That pattern looked like model slowness. It was not. It was indexer churn.
What was actually happening
Cursor (IDE and CLI) indexes the workspace so agents can search and reason about files. That is useful when the indexed files are source code you edit.
It is harmful when the indexer keeps re-walking directories that never help coding:
| Noise directory | Why it hurts |
|---|---|
history/ and **/history/ | Timestamped run artifacts, JSON dumps, screenshots |
__pycache__/, .pytest_cache/ | Regenerated on every test run |
node_modules/, vendor/ (when huge) | Third-party trees |
*.sqlite, large *.json, *.csv | Operational databases and exports |
Media (*.png, *.mp4, …) | Useless for code intelligence, expensive to scan |
In my ops repo, those paths added up to gigabytes of churn. The chat got slower because the indexer kept working, not because the model suddenly became dumb.
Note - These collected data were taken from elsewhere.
PR #1545, opened 2018-08-31
docfix: "cals" -> "calls"

tedder:
fix spelng.


joguSD:
Unfortunately we don't accept changes to the service models as we pull these documents from upstream.

PR #1549, opened 2018-09-06
Code for adding payload hash in canonical headers for non S3 requests.

pritha-srivastava:
Signed-off-by: Pritha Srivastava <prsrivas@redhat.com>


JordonPhillips:
What is the reason for adding this in?

swetashre:
@pritha-srivastava - Thank you for the contribution. Following up on old PR. Could you please provide some more context on the reason for adding the changes ?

The fix: a root .cursorignore
Git has .gitignore. Cursor has .cursorignore at the workspace root (same glob semantics).
The goal is not to hide code. The goal is to starve the indexer of directories that agents should not treat as editable source.
Here is the template I use on large monorepos:
# Dependencies and build output
node_modules/
vendor/
dist/
build/
.next/
out/
target/
coverage/
.turbo/
.cache/
# Python/runtime caches
__pycache__/
*.pyc
venv/
.venv/
.pytest_cache/
# Generated / minified assets
*.min.js
*.min.css
*.bundle.js
*.d.ts.map
*.tsbuildinfo
# Operational data (not source)
*.csv
*.json.gz
*.parquet
*.sqlite
*.sql
# Lock files (large, low signal)
package-lock.json
yarn.lock
pnpm-lock.yaml
Cargo.lock
# Media
*.png
*.jpg
*.gif
*.svg
*.mp4
*.woff2
# Repo-specific noise — adapt these
history/
**/history/
operations/**/history/
Three rules that mattered most for me:
- Put
.cursorignoreat each repo root you open in Cursor (not only a parent folder). - If you use a monorepo, consider opening the smallest subdirectory that contains the code you edit that day.
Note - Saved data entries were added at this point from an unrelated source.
PR #3027, opened 2023-09-28
Add `account_id` to `Credentials`

dlm6693:
Adds `account_id` as an optional input to `Credentials`, `RefreshableCredentials` and `ReadOnlyCredentials`. It is also added to `DeferredRefreshableCredentials` as an internal variable.

It is resolved to a non-null value when possible in a number of supported credential providers:
* `AssumeRoleProvider`/`AssumeRoleWithWebIdentityProvider`: parsed from `AssumedRoleUser.Arn` in assume role response.
* `SSOProvider`: sourced from `sso_account_id` profile parameter in AWS config file
* `EnvProvider`: sourced from `AWS_ACCOUNT_ID` environment variable
* `ConfigProvider`: sourced from `aws_account_id` profile parameter in AWS config file
* `SharedCredentialsProvider`: sourced from `aws_account_id` profile parameter in AWS shared credentials file
* `ProcessProvider`: sourced from `AccountId` parameter returned in credential process response or `aws_account_id` profile parameter if the former isn't available.

It can also be configured statically to a botocore client via the `aws_account_id` arg in `Session.create_client` or the `account_id` arg in `Session.set_credentials`

### DIFF
--- a/botocore/credentials.py
+++ b/botocore/credentials.py
@@ -44,9 +44,11 @@ from botocore.exceptions import (
 )
 from botocore.tokens import SSOTokenProvider
 from botocore.utils import (
+    ArnParser,
     ContainerMetadataFetcher,
     FileWebIdentityTokenLoader,
     InstanceMetadataFetcher,
+    InvalidArnException,
     JSONFileCache,
     SSOTokenLoader,
     parse_key_val_file,
@@ -55,7 +57,9 @@ from botocore.utils import (
 
 logger = logging.getLogger(__name__)
 ReadOnlyCredentials = namedtuple(
-    'ReadOnlyCredentials', ['access_key', 'secret_key', 'token']
+    'ReadOnlyCredentials',
+    ['access_key', 'secret_key', 'token', 'account_id'],
+    defaults=(None,),
 )
 
 _DEFAULT_MANDATORY_REFRESH_TIMEOUT = 10 * 60  # 10 min
@@ -307,9 +311,17 @@ class Credentials:
     :param str token: The security token, valid only for session credentials.
     :param str method: A string which identifies where the credentials
         were found.
+    :param str account_id: The account ID associated with the credentials.
     """
 
-    def __init__(self, access_key, secret_key, token=None, method=None):
+    def __init__(
+        self,
+        access_key,
+        secret_key,
+        token=None,
+        method=None,
+        account_id=None,
+    ):
         self.access_key = access_key
         self.secret_key = secret_key
         self.token = token
@@ -317,6 +329,7 @@ class Credentials:
         if method is None:
             method = 'explicit'
         self.method = method
+        self.account_id = account_id
 
         self._normalize()
 
@@ -332,7 +345,7 @@ class Credentials:
 
     def get_frozen_credentials(self):
         return ReadOnlyCredentials(
-            self.access_key, self.secret_key, self.token
+            self.access_key, self.secret_key, self.token, self.account_id
         )
 
 
@@ -349,6 +362,7 @@ class RefreshableCredentials(Credentials):
     :param str method: A string which identifies where the credentials
         were found.
     :param function time_fetcher: Callback function to retrieve current time.
+    :param str account_id: The account ID associated with the credentials.
     """
 
     # The time at which we'll attempt to refresh, but not
@@ -367,6 +381,7 @@ class RefreshableCredentials(Credentials):
         refresh_using,
         method,
         time_fetcher=_local_now,
+        account_id=None,
     ):
         self._refresh_using = refresh_using
         self._access_key = access_key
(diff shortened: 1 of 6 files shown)


tests/integration/test_credentials.py
```diff
@@ -72,7 +72,10 @@ def test_access_secret_vs_profile_code(self, credentials_cls):
         )
 
         credentials_cls.assert_called_with(
-            access_key='code', secret_key='code-secret', token=mock.ANY
+            access_key='code',
+            secret_key='code-secret',
+            token=mock.ANY,
+            account_id=mock.ANY,
```
dlm6693, line 78: We can avoid making this change by only setting account ID in `ConfigProvider.load` if the value isn't `None`. However, we haven't conditionally provided values to a credentials object before so I elected not to for the time being.

tests/unit/test_credentials.py
```diff
@@ -720,6 +772,7 @@ def get_expected_creds_from_response(self, response):
             'secret_key': response['Credentials']['SecretAccessKey'],
             'token': response['Credentials']['SessionToken'],
             'expiry_time': expiration,
+            'account_id': None,
```
dlm6693, line 775: Similar to the changed integration tests, this can be avoided if we only conditionally set `account_id` in the credential dictionary in the cached credential fetcher.  However, we haven't conditionally set values in the dict either even if the value is None so I elected not to.

tests/functional/test_credentials.py
```diff
@@ -198,7 +198,7 @@ def create_assume_role_response(self, credentials, expiration=None):
             },
             'AssumedRoleUser': {
                 'AssumedRoleId': 'myroleid',
-                'Arn': 'arn:aws:iam::1234567890:user/myuser',
+                'Arn': f'arn:aws:iam::{credentials.account_id}:user/myuser',
```
dlm6693, line 201: Since the `AssumedRoleUser` object with a valid ARN was already a part of this test helper function, the `account_id` in the resulting credentials object will always resolve to a non-None value. So this needed to be updated. Another option would be to delete `AssumedRoleUser`, which would let us remove the below account ID line.

tests/unit/test_credentials.py
```diff
@@ -3587,6 +3836,7 @@ def test_load_sso_credentials_without_cache(self):
             self.assertEqual(credentials.access_key, 'foo')
             self.assertEqual(credentials.secret_key, 'bar')
             self.assertEqual(credentials.token, 'baz')
+            self.assertEqual(credentials.account_id, '1234567890')
```
dlm6693, line 3839: Since account ID for SSO is attached directly to the provider, these existing tests will always have the value set. Because of this I think it makes more sense to just update the existing tests.

tests/unit/test_session.py
```diff
@@ -549,6 +549,23 @@ def test_cred_provider_called_when_partial_creds_provided(self):
                 aws_secret_access_key='foo',
             )
 
+    @mock.patch('botocore.client.ClientCreator')
+    def test_credential_params(self, client_creator):
```
dlm6693, line 553: I couldn't find a test that explicitly checked if each of the credential values that can be statically provided to `create_client` were properly set on the credentials, so I added one. We would need something like this for account ID anyway.

botocore/credentials.py
```diff
@@ -55,7 +57,9 @@
 
 logger = logging.getLogger(__name__)
 ReadOnlyCredentials = namedtuple(
-    'ReadOnlyCredentials', ['access_key', 'secret_key', 'token']
+    'ReadOnlyCredentials',
+    ['access_key', 'secret_key', 'token', 'account_id'],
+    defaults=(None,),
```
dlm6693, line 62: The syntax is a little weird, but `defaults` are applied to the rightmost argument first, so this will only let `account_id` have a default of `None`.

botocore/credentials.py
```diff
@@ -756,6 +790,18 @@ def _create_cache_key(self):
         argument_hash = sha1(args.encode('utf-8')).hexdigest()
         return self._make_file_safe(argument_hash)
 
+    def _resolve_account_id(self, response):
+        user_arn = response.get('AssumedRoleUser', {}).get('Arn')
+        if user_arn is not None:
+            try:
+                account_id = self._arn_parser.parse_arn(user_arn)['account']
+            except InvalidArnException:
+                logger.debug(
```
dlm6693, line 799: Not sure if the debug log is necessary, but figured it couldn't hurt.

botocore/credentials.py
```diff
@@ -1184,6 +1251,11 @@ def fetch_credentials(require_expiry=True):
                     provider=method, cred_var=mapping['expiry_time']
                 )
 
+            credentials['account_id'] = None
+            account_id = environ.get(mapping['account_id'], '')
+            if account_id:
+                credentials['account_id'] = account_id
+
```
dlm6693, line 1258: This can be written in one line, but I chose to mimic the format used by the other variables above.
`credentials['account_id'] = environ.get(mapping['account_id'])`

dlm6693:
Closed in favor of https://github.com/boto/botocore/pull/3031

- After the first ignore file, restart Cursor once (or trigger reindex) so the exclusion actually applies.
How I verify the fix worked
I use a simple before/after checklist:
| Check | Pass criteria |
|---|---|
| Character latency | Type in chat for 2 minutes — lag should stay flat, not climb |
| CPU | Cursor indexer/helper CPU should drop after reindex settles |
| Agent usefulness | Agent can still read the files you care about when explicitly referenced |
If chat is still slow after a good .cursorignore, the next suspects are: opening too large a folder, an extension fighting the indexer, or a workspace with thousands of small files outside ignore rules.
Cursor CLI uses the same contract
If you run Cursor Agent from the CLI against a checkout, the same .cursorignore at that checkout root applies. CLI and IDE share the indexing model.
Practical CLI habit: cd into the service directory you are changing, not the entire 50 GB infrastructure tree, unless you truly need cross-repo context.
Windows, Linux, and macOS
The file name and location are the same on all platforms: .cursorignore in the project root.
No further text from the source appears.